*** Entries provided ***

PR #946, opened 2023-09-22
improve: Simulate finalization txns before failure

pxrl:
Simulate all finalizations before bundling them into the multicall aggregate() transaction, which will fail in aggregate if even a single transaction is unsuccessful. This caused problems today, when a small number of zkSync withdrawals were unsuccessful, resulting in a finalizer halt for a few hours.

Transactions are simulated first for logging purposes; it would be possible to user multicall3.tryAggregate(false, ...), except it's non-trivial to extract the results of each transaction.

Fixes ACX-1551

### DIFF
--- a/src/finalizer/index.ts
+++ b/src/finalizer/index.ts
@@ -1,4 +1,5 @@
 import assert from "assert";
+import { typeguards, utils as sdkUtils } from "@across-protocol/sdk-v2";
 import { groupBy } from "lodash";
 import {
   Wallet,
@@ -27,6 +28,8 @@ import {
   Multicall2Call,
 } from "../common";
 import { ChainFinalizer, Withdrawal } from "./types";
+
+const { isError, isEthersError } = typeguards;
 
 config();
 let logger: winston.Logger;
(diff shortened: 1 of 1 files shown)


pxrl:
Small example of the logging that will be emitted on a simulation failure (produced via forcing the zkSync adapter to include transactions that were already finalised). Note that the "xx" revert reason is particular to the zkSync contracts, and indicates a specific failure.

```
2023-09-22 22:52:49 [info]: {
  "at": "finalizer",
  "message": "Failed to estimate gas for ZkSync 44.63 WETH withdrawal.",
  "reason": "execution reverted: xx",
  "bot-identifier": ""
}
2023-09-22 22:52:50 [info]: {
  "at": "finalizer",
  "message": "Failed to estimate gas for ZkSync 51,336.17 USDC withdrawal.",
  "reason": "execution reverted: xx",
  "bot-identifier": ""
}
```

nicholaspai (approved):

james-a-morris (approved):

PR #950, opened 2023-09-27
feat: Update constants for Polyon Mumbai

pxrl:
Note - we still need to bump contracts-v2 to get Mumbai contract addresses.


james-a-morris (approved):
Good addition

PR #951, opened 2023-09-27
improve: Simplify wallet key type

pxrl:
The type is correctly filtered within getSigner(), but it causes unnecessary type annoyances when reading the key type from the environment or on the command-line.

### DIFF
--- a/src/utils/SignerUtils.ts
+++ b/src/utils/SignerUtils.ts
@@ -8,7 +8,7 @@ export type SignerOptions = {
    * The type of wallet to use.
    * @note If using a GCKMS wallet, the gckmsKeys parameter must be set.
    */
-  keyType: "mnemonic" | "privateKey" | "gckms";
+  keyType: string;
   /**
    * Whether or not to clear the mnemonic/private key from the env after retrieving the signer.
    * @note Not including this parameter or setting it to false will not clear the mnemonic/private key from the env.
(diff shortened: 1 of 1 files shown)


src/utils/SignerUtils.ts
```diff
@@ -8,7 +8,7 @@ export type SignerOptions = {
    * The type of wallet to use.
    * @note If using a GCKMS wallet, the gckmsKeys parameter must be set.
    */
-  keyType: "mnemonic" | "privateKey" | "gckms";
+  keyType: string;
```
pxrl, line 11: FWIW I previously thought it was nice to lock this down, but I now think it's unnecessary.

james-a-morris: Sounds good - this is fine. Is there a reason why this change is being made or is it a driveby comment?

james-a-morris (approved):

mrice32 (approved):

src/utils/SignerUtils.ts
pxrl: During the hackathon I was playing with argument parsing for the spokepool script, and tsc was unhappy that a string parsed on the cmdline didn't fit 1:1 with the keyType defintion.

FWIW, you previously raised a question about why the keyType isn't specified in `.env`. I'm probably inclined to a agree - it makes more sense to me for it to be specified in the same place as `MNEMONIC` or `PRIVATE_KEY`.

***

(Problem requirements):
Write out exactly the lines between the start of the entries and the line containing "PR #951, opened 2023-09-27", including that line and the first one.

(Result of this exercise):
PR #946, opened 2023-09-22
improve: Simulate finalization txns before failure

pxrl:
Simulate all finalizations before bundling them into the multicall aggregate() transaction, which will fail in aggregate if even a single transaction is unsuccessful. This caused problems today, when a small number of zkSync withdrawals were unsuccessful, resulting in a finalizer halt for a few hours.

Transactions are simulated first for logging purposes; it would be possible to user multicall3.tryAggregate(false, ...), except it's non-trivial to extract the results of each transaction.

Fixes ACX-1551

### DIFF
--- a/src/finalizer/index.ts
+++ b/src/finalizer/index.ts
@@ -1,4 +1,5 @@
 import assert from "assert";
+import { typeguards, utils as sdkUtils } from "@across-protocol/sdk-v2";
 import { groupBy } from "lodash";
 import {
   Wallet,
@@ -27,6 +28,8 @@ import {
   Multicall2Call,
 } from "../common";
 import { ChainFinalizer, Withdrawal } from "./types";
+
+const { isError, isEthersError } = typeguards;
 
 config();
 let logger: winston.Logger;
(diff shortened: 1 of 1 files shown)


pxrl:
Small example of the logging that will be emitted on a simulation failure (produced via forcing the zkSync adapter to include transactions that were already finalised). Note that the "xx" revert reason is particular to the zkSync contracts, and indicates a specific failure.

```
2023-09-22 22:52:49 [info]: {
  "at": "finalizer",
  "message": "Failed to estimate gas for ZkSync 44.63 WETH withdrawal.",
  "reason": "execution reverted: xx",
  "bot-identifier": ""
}
2023-09-22 22:52:50 [info]: {
  "at": "finalizer",
  "message": "Failed to estimate gas for ZkSync 51,336.17 USDC withdrawal.",
  "reason": "execution reverted: xx",
  "bot-identifier": ""
}
```

nicholaspai (approved):

james-a-morris (approved):

PR #950, opened 2023-09-27
feat: Update constants for Polyon Mumbai

pxrl:
Note - we still need to bump contracts-v2 to get Mumbai contract addresses.


james-a-morris (approved):
Good addition

PR #951, opened 2023-09-27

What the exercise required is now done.